24. Oakland Raiders (from Chicago)
Deandre Baker, CB, Georgia. Baker has experience playing in all types of coverages, and while he didn't post gaudy interception totals at Georgia, his ball skills are top-notch and he's a disruptive force for receivers trying to make a play. He'd be a great addition to a Raiders defense looking for impact players.
25. Philadelphia Eagles
N'Keal Harry, WR, Arizona State. The Eagles could go in a few different directions, but one area of concern is at wide receiver, where they traded for Golden Tate during the season to give them a boost despite him hitting free agency this offseason. Harry is in the mix to be the first player at his position off the board as a potentially dominant outside receiver with great hands. If he has a big combine, he could shoot up the first-round projections.
26. Indianapolis Colts
Johnathan Abram, S, Mississippi State. The Colts hit a home run in their last draft with decade-long starters Quenton Nelson and Darius Leonard, among others. Abram likely won't be at that level, but he's an outstanding in-the-box safety prospect to pair with Malik Hooker on the back end.
27. Oakland Raiders (from Dallas)
Devin Bush, LB, Michigan. The Raiders need to just go best player available with their picks because they have holes up and down the roster. Bush can play on all three downs and is a great mover in open space who can chase down the ball-carrier. He's also a quality pass defender in the middle of the defense.
28. Los Angeles Chargers
Christian Wilkins, DT, Clemson. Wilkins put together another fine performance as a senior to solidify his stock in the first round. Dexter Lawrence may be a more physically imposing presence at his size, but I think teams will value Wilkins' versatility and technique a little more, and he could go much higher than this. The Chargers could also look to add talent at linebacker after New England torched that weakness in the playoffs, but either way, front-seven help should be the focus.
29. Kansas City Chiefs
Trayvon Mullen, CB, Clemson. The Chiefs have the personnel to excel with the switch to Steve Spagnuolo's 4-3, provided they can bring back Dee Ford and not have a pressing need for an edge rusher.
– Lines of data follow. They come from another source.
PR #225, opened 2017-08-31
plot library using google charts

### LINKED ISSUE #108: Parameter to control the radius of a pie chart

sorawee:
Functionalities added (compared to the old library)
- introduce a namespace `from-list` (so that when we have a table interface, we can add `from-table`)
  That is, write `from-list.pie-chart` instead of `pie-chart`.
- resizing window will resize the chart automatically (effectively fix #108 and #109, I think?)
- labeled-histogram
- labeled-scatter-plot (brownplt/pyret-lang#1097)
- Series -> DataSeries (brownplt/pyret-lang#1091)
- combine y-min and y-max to y-range, x-min and x-max to x-range to save typing, have a nice
  default value and improve error checking. Plus, this allows a new feature -- set `x-range` for function-plot, and it will compute `y-range` automatically.
- exploding pie chart (though adjustable pie chart is removed because Google does not support)

Issues that are fixed or no longer in our control:
- Labels for zero on scatterplot axes look like points (brownplt/pyret-lang#1090)
- bar chart not using full width (brownplt/pyret-lang#1087)
- pie chart needs to show more info (brownplt/pyret-lang#1079)
- frequency chart needs to use integers (brownplt/pyret-lang#1080)
- y-max method not implemented on bar charts in plot-list library (brownplt/pyret-lang#1123)


src/web/arr/trove/chart.arr
```diff
@@ -0,0 +1,1028 @@
...
+              .map(_.get-data())
+          | some(shadow function-plots-data) => function-plots-data
+        end
+
+        scatters-arr = for map(p from scatter-plots + function-plots-data):
+          ps-to-arr(p.{ps: p.ps.filter(in-bound-xy(_, self))})
+        end ^ reverse ^ builtins.list-to-raw-array
+
+        # NOTE: lines-arr has JavaScript's null in it.
+        # Don't try to inspect it from Pyret's side
```
blerner: WAT?  This sounds very very brittle to me...

src/web/arr/trove/chart.arr
```diff
@@ -0,0 +1,1028 @@
...
+        shadow function-plots-data = cases (Option) function-plots-data:
+          | none => function-plots
+              .map(generate-xy(_, self.x-min, self.x-max, self.num-samples))
+              .map(_.get-data())
+          | some(shadow function-plots-data) => function-plots-data
+        end
+
+        scatters-arr = for map(p from scatter-plots + function-plots-data):
+          ps-to-arr(p.{ps: p.ps.filter(in-bound-xy(_, self))})
+        end ^ reverse ^ builtins.list-to-raw-array
```
blerner: As an efficiency thing here, you should probably drop down to arrays immediately, rather than create 3 intermediate arrays (4 if you count function-plots-data itself) before dropping down.  You could do

```
scatters-arr-rev = raw-array-concat(list-to-raw-array(scatter-plots), function-plots-data-arr) # assuming this was built as an array already
scatters-arr-len = raw-array-length(scatters-arr-rev)
scatters-arr = for raw-array-build(idx from scatters-arr-len):
  p = raw-array-get(scatters-arr-rev, scatters-arr-len - idx - 1)
  ps-to-arr(p.{ps: p.ps.filter(in-bound-xy(_, self))})
end
```
and similarly elsewhere.

src/web/js/output-ui.js
```diff
@@ -1275,10 +1275,11 @@
           var originalImageDom = img.toDomNode();
           $(container).click(function(e) {
             var dialog = $("<div>");
+            // NOTE(Oak): some magic numbers that "display" nicely
```
blerner: Ugh, those are seriously magic numbers.  Where do they come from?  Do they work on all reasonable screen resolutions and sizes?  (Especially projected screens, and laptops...)

src/web/js/trove/google-charts.js
```diff
@@ -0,0 +1,226 @@
+(function(){var a="\n//# sourceURL=",k="' of type ",n='<script type="text/javascript" src="',p="SCRIPT",r="array",t="complete",u="function",v="google.charts.load",w="hasOwnProperty",x="number",y="object",z="pre-45",A="propertyIsEnumerable",B="string",C="text/javascript",D="toLocaleString";function E(){return function(b){return b}}function F(){return function(){}}function G(b){return function(){return this[b]}}var I,J=J||{};J.scope={};
```
blerner: Yikes -- do we need to commit this to our repo?  Is there an npm package we could use instead?

src/web/arr/trove/chart.arr
```diff
@@ -0,0 +1,1028 @@
...
+}
+
+################################################################################
+# DATA DEFINITIONS
+################################################################################
+
+data DataSeries:
+  | line-plot-series(obj :: LinePlotSeries) with:
+    is-single: false,
+    constr: {(): line-plot-series},
```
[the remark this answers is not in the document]
sorawee: because without it being thunk, they are unbound-id.

src/web/arr/trove/chart.arr
```diff
@@ -0,0 +1,1028 @@
...
+    width: width-method,
+    height: height-method,
+  | bar-chart-window(obj :: ChartWindowObject) with:
+    constr: {(): bar-chart-window},
+    title: title-method,
+    width: width-method,
+    height: height-method,
+    x-axis: x-axis-method,
+    y-axis: y-axis-method,
+    y-range: y-range-method,
```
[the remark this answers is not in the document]
sorawee: I'm not exactly sure what is your concern, so let me put all of my thought when I designed this, and hopefully it will address your concern.

1. This is bar-chart, so it can't have `x-range` (if that's your concern)
2. Having both `y-min` and `y-max` 0 will automatically compute the bound for y-axis. Initially, I have `y-min` and `y-max` separately, but then there is no good value for "please compute the bound for me automatically" because 0 could actually mean value 0. But if we combine them to `y-range`, we know that the range [0, 0] doesn't make sense, so we can use that as a default value for "please infer it for me".
3. I don't want to have `range(x-min, x-max, y-min, y-max)` because it's not easy to remember -- is it `range(x-min, x-max, y-min, y-max)` or `range(y-min, y-max, x-min, x-max)` or `range(x-min, y-min, x-max, y-max)`?
4. I want to be able to have a way to "reset" back. For example, I could write:

```
f(plot(...)
  .y-range(..., ...))
```

Whoever (not necessary the one who writes the above code) writing function `f` might want to set `y-range` to the default value and then display it. This interface provides a way to do this nicely.

src/web/js/trove/google-charts.js
sorawee: My bad! This can be gone. I include it in `editor.html` instead.

src/web/arr/trove/chart.arr
sorawee: Yup, sorry. This is really just a hack for now (since @schanzer seems to want the library to finish soon). It will be gone eventually when I have time to rework this part.

src/web/js/output-ui.js
sorawee: It's the width / height of, say, title bar of jQuery dialog. You have a good point, since I have not tested on other browser besides Firefox and Chrome, but it looks OK on those two.

src/web/arr/trove/chart.arr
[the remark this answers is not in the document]
blerner: 1. No, not my worry
2. That's what I'm worried about -- I'd like a way to say "I only want to specify the max (or min, respectively); please automatically compute the other one"
3. No, I'm not saying that either.  I'm saying having `y-min`, `y-max`, `x-min` and `x-max` as four separate methods gives finer grained control.
4. That's fine, but that's an orthogonal concern to what I'm suggesting.

In some sense, specifying `y-min = +Infinity` is a valid reset for the minimum value, and `y-max = -Infinity` is a valid reset for the maximum.  You could store those values internally as the defaults, then use the four individual methods I suggest above to override them, and then your `reset` method could set things back to the infinities that are the defaults.

src/web/arr/trove/chart.arr
blerner: This really worries me; brittle hacks have an annoying tendency to stick around longer than we like.

src/web/js/output-ui.js
blerner: At least leave a comment explaining where you guesstimated the numbers from, otherwise we'll never be able to reconstruct this logic.  Why are you specifying the numbers here anyway, rather than nesting a div one layer deeper, and specifying the actual, correct numbers on that inner div, then let the outer one take care of itself?

schanzer:
@sorawee - confirming that this PR does _not_ modify the rendering of a `DataSeries`?

sorawee:
What do you mean by modifying rendering?

schanzer:
`draw-plot("some title", some-series)` will use the new chart API, right? I'm asking about simply evaluating `some-series` in the REPL. Right now it prints out `histogram-like-series(...)`, and we'd talked about making that rendering appear more concrete for users. I'm asking if this PR includes that change as well, and my understanding is that it does not.

sorawee:
Ah, it changes, but you just pointed out that I forgot to add `...` to the end of the list. Will fix.

screenshot from 2017-09-04 16-30-52

src/web/arr/trove/chart.arr
```diff
@@ -0,0 +1,1028 @@
...
+type Posn = RawArray<Number>
+type TableIntern = RawArray<RawArray<Any>>
+
+################################################################################
+# HELPERS
+################################################################################
+
+fst = raw-array-get(_, 0)
+snd = raw-array-get(_, 1)
+posn = {(x :: Number, y :: Number, z :: String): [raw-array: x, y, z]}
```
jpolitz: Cool to see a use of raw arrays for this. I think this is the first library that's really built this way with perf in mind. Does this make interop with the JS easier, too?

src/web/arr/trove/chart.arr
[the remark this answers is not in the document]
jpolitz: That's an interesting design point for how `data` blocks desugar. Right now the values in the `with:` block are letrec-bound before the constructor is created, so you get a dynamic “this name not initialized yet”; this is an example where it would be better if that weren't true. But that would require an extra bit of state to create the constructor, then create its `with:` fields, then tie the loop cycle later to make sure the constructed objects can refer to these fields.

@justinpombrio @shriram this is an interesting scope desugaring case. I don't recall making an explicit design decision here, and I think this just fell out of the “obvious” implementation.

src/web/arr/trove/chart.arr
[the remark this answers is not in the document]
jpolitz: Note that infinity isn't a value in Pyret.

I agree with Ben's suggesting of multiple methods. Why not start auto-computed for both, and then have the `y-max` and `y-min` methods cause them to be individually set?

src/web/arr/trove/chart.arr
jpolitz: Agree with Ben. “There's nothing quite as permanent as a temporary fix”

src/web/js/trove/google-charts.js
jpolitz: If it's just import statements, I wonder if we could make `npm-dependencies` do the right thing. That runs through `browserify`, which should be able to handle import statements. I wonder if that file could have an `import` statement in it without breaking anything.

jpolitz:
This mostly LGTM. I would like to fix the nulls-in-array issue, and have a final answer on how the module gets included.

The other issues are more minor and can wait.

src/web/arr/trove/chart.arr
sorawee: There are two variants: `from-list` which we have now, and `from-table` which will be added after the new table interface is really finalized. Both variants construct the same `DataSeries`, and I hope that its `_output` will be table based.

I use `raw-array` as default because 1) that's what table is (underlying), so when we decide to implement fancy `_output`, it will be easier and 2) so that JS side needs not to worry about lists, though this is not really an issue.

src/scripts/npm-dependencies.js
```diff
@@ -31,6 +31,8 @@ define("d3", [], function() { return d3; });
 d3_tip = require("d3-tip");
 define("d3-tip", [], function() { return d3_tip; });
 
+//google_charts = require("../../src/web/js/trove/google-charts");
+//define("google-charts", [], function() { return google_charts; });
```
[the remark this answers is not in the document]
sorawee: So I can still load it through html, right? I just need to change the code to imitate Q.

src/web/arr/trove/chart.arr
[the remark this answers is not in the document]
blerner: I'm pretty sure this has bitten us in the past before.  It's challenging, since we want to have a shared `base` object for every instance of a given constructor, but I think we need to split the fields that are methods from fields that aren't (which are syntactically easily distinguishable), and only the methods go on the shared base object.  Then, I think a safe but ugly desugaring for this would be
```js
function makeConstr(arg1, arg2, arg3) {
  var dict = runtime.create(baseConstr);
  dict["arg1Name"] = arg1; dict["arg2Name"] = arg2; dict["arg3Name"] = arg3;
  var ans = new Construct(dict, brands);
  dict["withField1"] = computeWithField1(ans); // gotta thunk it
  return ans;
}
```

src/scripts/npm-dependencies.js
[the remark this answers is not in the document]
jpolitz: Yeah – I just want to make dependencies in Pyret-facing modules explicit.

sorawee:
@jpolitz please review

sorawee:
Let me merge it now so that Emmanuel can play with it. All major issues that Joe suggested to fix were fixed, so this should be OK.

jpolitz:
Yeah this looks good to me in a quick review; I suspect we're likely to get more useful feedback from Emu using it than anything else.

PR #232, opened 2017-09-15
fixes #231

### LINKED ISSUE #231: Support Apple shortcut keys
Ctrl-S -> Cmd-S on MacOS

YanyanR:
All the "Ctrl" keyboard shortcut now also works with "Cmd", e.g. both "Ctrl-s" and "Cmd-s" saves the file. @schanzer

### DIFF
--- a/src/web/js/cpo-main.js
+++ b/src/web/js/cpo-main.js
@@ -531,23 +531,23 @@
       }
 
       $(window).on("keydown", function(e) {
-        if(e.ctrlKey) {
-          if(e.keyCode === 83) { // "Ctrl-s"
+        if(e.ctrlKey || e.metaKey) { // Ctrl or Cmd
+          if(e.keyCode === 83) { // "Ctrl-s" or "Cmd-s" to save
             CPO.save();
             e.stopImmediatePropagation();
             e.preventDefault();
           }
-          else if(e.keyCode === 77) { // "Ctrl-m"
+          else if(e.keyCode === 77) { // "Ctrl-m" or "Cmd-m" to resize REPL width to default
             toggleEditorSize();
             e.stopImmediatePropagation();
             e.preventDefault();
           }
-          else if(e.keyCode === 13) { // "Ctrl-Enter"
+          else if(e.keyCode === 13) { // "Ctrl-Enter" or "Cmd-Enter" to run code
             doRunAction(editor.cm.getValue());
             CPO.autoSave();
             e.stopImmediatePropagation();
             e.preventDefault();
-          } else if(e.keyCode === 191 && e.shiftKey) { // "Ctrl-?"
+          } else if(e.keyCode === 191 && e.shiftKey) { // "Ctrl-?" to pull up help menu
             $("#help-keys").fadeIn(100);
             e.stopImmediatePropagation();
             e.preventDefault();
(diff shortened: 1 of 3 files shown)


blerner:
This needs to be tested on Windows machines too, on Chrome and Firefox: the meta key is *sometimes* mapped to the Windows key instead (and I can't find reliable information online about it right now), which isn't what would be expected on a Windows machine.

YanyanR:
On Windows keyboards, this is the windows key (⊞). (source: https://developer.mozilla.org/en-US/docs/Web/API/MouseEvent/metaKey)

But I think this is fine, if we support both. 
On windows computer, they can still use "Ctrl-s" to save. Even if someone accidentally use "Windows-s", then that's also fine. On Mac, default "Cmd-s" will save the html file, but I don't think anyone would have use for that.

blerner:
No, on Windows, the Windows+S combination is already in use, for system-wide search.  Actually, almost all Windows+letter combinations mean something, so we should avoid checking for it.  Your code will need to check whether it's on mac or windows, before checking for the meta key.

jpolitz:
If no one else gets to it before then, I'll check it at some point over the weekend; I have a Windows machine at home.

YanyanR:
Is it worth using [navigator.platform](https://developer.mozilla.org/en-US/docs/Web/API/NavigatorID/platform) here to detect windows/mac? (It returns a string representing the platform of the browser.) 

Another question, when testing windows vs mac, have you used Safari's User Agent under Develop menu? Does it work well, or it's still better to test on a windows machine?

jpolitz:
I think we should probably look up keybinding libraries if we want to do this right.

I usually want to try on a keyboard that looks like a Windows keyboard for things like this (and also test in Edge).

jpolitz:
Though it's certainly not a _bad_ idea to try out the Safari mode :-) 

We'll know a little more about how good it is if we test in both ways.

YanyanR:
When you say "keybinding libraries", do you mean finding out if the combinations are already in use?
 
If so here's the list for [Windows 10](https://support.microsoft.com/en-us/help/12445/windows-keyboard-shortcuts):
- Windows-S: Open search
- Windows-M: Minimize all windows
- Windows-Enter: Open Narrator
- Windows-?: nothing

But then we'll also need to consider different browsers' shortcut, like [Chrome shortcut](https://support.google.com/chrome/answer/157179?hl=en), and different OS versions (win7 vs win8)? And should we consider linux too?

jpolitz:
I mean like https://craig.is/killing/mice or
https://github.com/RobertWHurst/KeyboardJS

YanyanR:
[This commit](214457f7aea8d8a0e840b958db48039c15ff94d0) is about adding [mousetrap library](https://craig.is/killing/mice), which has a generic `mod` helper that lets you set cross platform shortcuts. On Mac this ends up mapping to `command+s` whereas on Windows and Linux it maps to `ctrl+s`. 

@jpolitz could you test it on a windows machine? Safari's user agent only sets the browser but not the keyboard.

jpolitz:
I'm merging this so I can more easily test it. I started spending way too much time doing the right local install for windows, and I don't think it'll hurt anything for it to be on horizon for testing.

PR #261, opened 2018-02-07
Patch a11y

jpolitz:
Generating PR so we can see a diff and talk about it.


src/web/css/editor-patch.css
```diff
@@ -0,0 +1,1926 @@
...
+  opacity: 1.0;
+  }
+  to {
+  display: block;
+  transform: scale(10);
+  opacity: 0;
+  }
+}
+
+>>>>>>> horizon
```
blerner: Merge conflict?

src/web/css/shared.css
```diff
@@ -14,7 +16,7 @@ em {
   width: 50%;
   height: 100%;
   z-index: 8700;
-  background: url('/img/pyret-spin.gif') 50% 30% no-repeat rgba(249, 249, 249, 0.5);
+  background: url('/img/patch-treadmill-run.gif') 50% 30% no-repeat rgba(249, 249, 249, 0.5);
```
blerner: Does this affect CPO as well as Patch?

src/web/js/google-apis/api-wrapper.js
```diff
@@ -7,14 +7,17 @@
  * The most recently authenticated version of the
  * wrapped Google API
  */
+
```
blerner: These changes all seem commented out...

src/web/js/google-apis/drive.js
```diff
@@ -1,4 +1,5 @@
 window.createProgramCollectionAPI = function createProgramCollectionAPI(collectionName, immediate) {
+  console.log('doing createProgramCollectionAPI (immediate = ' + immediate + ')');
```
blerner: ...and these seem to be entirely debug-prints that should be cleaned up.

src/web/js/output-ui.js
```diff
@@ -926,6 +969,9 @@
             }, "optional: help(contents)");
           },
           "text": function(txt) {
+            if (cpoDialect === "patch") {
```
blerner: I think I would prefer to see a `$cpoPyret` and `$cpoPatch` pair of renderers, rather than a single renderer that's polyglot across the two.  You can have `$cpoPatch` extend from `$cpoPyret` and override just the parts that change...

blerner: (The intent of making a dictionary of these various renderers was that it should be easy to add new ones for new contexts, not shoehorn new features into old renderers.)

src/web/js/trove/world-lib.js
```diff
@@ -650,13 +602,9 @@
...
     };
 
-
-
-
-
     //////////////////////////////////////////////////////////////////////
 
-    var bigBang, StopWhenHandler;
+    var bigBang, StopWhenHandler, LastImageHandler;
```
blerner: Is this the same as or different from your last-image-handler PR?

src/web/js/trove/world.js
```diff
@@ -15,6 +15,8 @@
     values: {
       "reactor": ["forall", ["a"], ["arrow", [["tid", "a"], ["List", "WCOofA"]], "Any"]],
       "big-bang": ["forall", ["a"], ["arrow", [["tid", "a"], ["List", "WCOofA"]], ["tid", "a"]]],
+      "_patch_big-bang": "tany",
```
blerner: Again, really don't like exposing `_pseudoprivate` names.  What are these for?

src/web/js/trove/world.js
```diff
@@ -609,16 +706,40 @@
...
+          }
+          return runtime.makeOpaque(new OnTick(handler, fixN * 1000));
+        }),
+
         "to-draw": makeFunction(function(drawer) {
           runtime.ffi.checkArity(1, arguments, "to-draw", false);
           runtime.checkFunction(drawer);
           return runtime.makeOpaque(new ToDraw(drawer));
         }),
+        "on-redraw": makeFunction(function(drawer) {
```
blerner: What is this handler for?

src/web/css/shared.css
ds26gte: No. shared.css is used only by Pyret (via editor.html). Its sister file, shared-patch.css, is used only by Patch (via editor-patch.html). When running Patch, editor-patch.html is copied to editor.html. For nomenclatural consistency, I've added editor-pyret.html, which is exactly the original editor.html.

A clone of the code.pyret.org repo will run Pyret by default. In order to have it run Patch, copy editor-patch.html to editor.html, and have the pyret-mode.js line in the Makefile point to patch.js rather than pyret.js. This is two changes, and it would of course be nice if it could be reduced into just one change, presumably just the Makefile where the 'cp editor-patch.html editor.html' can be inserted. My Makefile skills are a bit rusty: Maybe a dialect argument to the Makefile can avoid the need for having to modify the Makefile at all.

src/web/js/cpo-main.js
```diff
@@ -267,19 +299,30 @@
...
               runtime.runThunk(function() {
-                return runtime.safeCall(
-                  function() {
-                    return gf(repl,
-                    "make-interaction-locator").app(
-                      runtime.makeFunction(function() { return str; }))
-                  },
-                  function(locator) {
+                //console.log('doing run timeout');
+                if (cpoDialect!=='patch') {
```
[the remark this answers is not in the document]
ds26gte: Sure. If using a switch statement, would you prefer Pyret to simply be the default: case, or would you like a specific label ('pyret') for it?  (My preference is that Pyret simply be the default, since it's presumably always going to be the "default" dialect, in that it won't require any translation layer. It's a purely aesthetic choice to be sure.)

src/web/js/trove/image.js
```diff
@@ -368,11 +390,70 @@
...
+      var c = checkColor(maybeColor);
+      return runtime.wrap(image.colorBlue(c));
+    });
+    f("color-alpha", function(maybeColor) {
+      checkArity(1, arguments, "color-alpha");
+      var c = checkColor(maybeColor);
+      return runtime.wrap(image.colorAlpha(c));
+    });
+
+    f("bitmap-url", bitmapURL);
```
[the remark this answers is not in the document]
schanzer: I suspect @ds26gte added it for backwards compatibility with BS:A. However, it certainly shouldn't be in the image library itself -- Racket calls to `bitmap/url` should be translated to `image-url`.

src/web/js/trove/world.js
schanzer: This one is almost certainly for compatibility with really old WeScheme programs. The design goal of Patch is that any WeScheme program that ran before should continue to run, and some Very Old WeScheme programs used `on-redraw` instead of `to-draw`

src/web/css/shared.css
ds26gte: I see what you mean. The changes to shared.css in the patch-a11y branch should not be merged. (They are not used by Patch anyway for a long time, all the Patch-specific changes having been consolidated into the new file shared-patch.css, but I neglected to undo my changes to shared.css.)

src/web/js/trove/world-lib.js
ds26gte: Same.

src/web/js/trove/world.js
ds26gte: Yeah, Patch's big-bang procedure is not quite the same as Pyret's, although it uses the same name. There are quite a few such procedures where Patch prefers a slightly different signature, as you've noticed.

I used _patch_big-bang as the name of the Pyret procedure that Patch's big-bang would map to. It is a bona-fide procedures and _could_ be used in Pyret (i.e., they won't cause errors if used with appropriate arguments, so it's not really private). I can update it and similar procedures to use your new-image-lib eventually so as not to clutter the Pyret namespace. The naming convention (they all start with _patch_).

src/web/js/cpo-main.js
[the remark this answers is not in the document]
blerner: I might probably write it as 
```js
switch(cpoDialect) { 
case "Patch": 
  ...patch specific stuff...;
  break;
case "Pyret":
default:
  ...Pyret specific stuff
}
```
and get the best of both worlds :)

src/web/css/shared.css
blerner: Right.  This is the `shared.css` file, not the `shared-patch.css` file.

src/web/js/trove/world.js
blerner: This seems like something perhaps a Patch-specific wrapper around world.js might achieve, rather than baking it into the underlying world.js library that's exposed to Pyret?

blerner:
Closing -- the Patch components should be pulled to their own PR if necessary, and the a11y components have been merged in #268.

But one area they must improve is at cornerback, where they were routinely exposed. Mullen can excel in press coverage and potentially give the defense a No. 1 corner to rely on.
30. Green Bay Packers (from New Orleans)
Brian Burns, EDGE, Florida State. The Packers picked up a defensive lineman with their first pick in the draft, and here they continue to add talent to their defense. There's no question what you bring Burns in to do: get after the quarterback. He's an ideal fit for a 3-4 team at his size, but his explosiveness will make him difficult to handle for all but the most athletic of offensive tackles.
31. Los Angeles Rams
Jachai Polite, EDGE, Florida. Polite would be an excellent way to boost the Rams' pass rush on the edge. He had 11 sacks and 19.5 tackles for loss as a junior before heading to the NFL, and while he probably isn't a three-down player initially, he addresses one of the biggest weakness of the Rams defense.
32. New England Patriots
Noah Fant, TE, Iowa. I think this is going to be the last year for Rob Gronkowski, and even it is isn't the Patriots must know they can't count on him as a receiving weapon in 2019. Fant would be the future for New England at the tight end position as a 6-foot-5 matchup nightmare who should blow up the combine.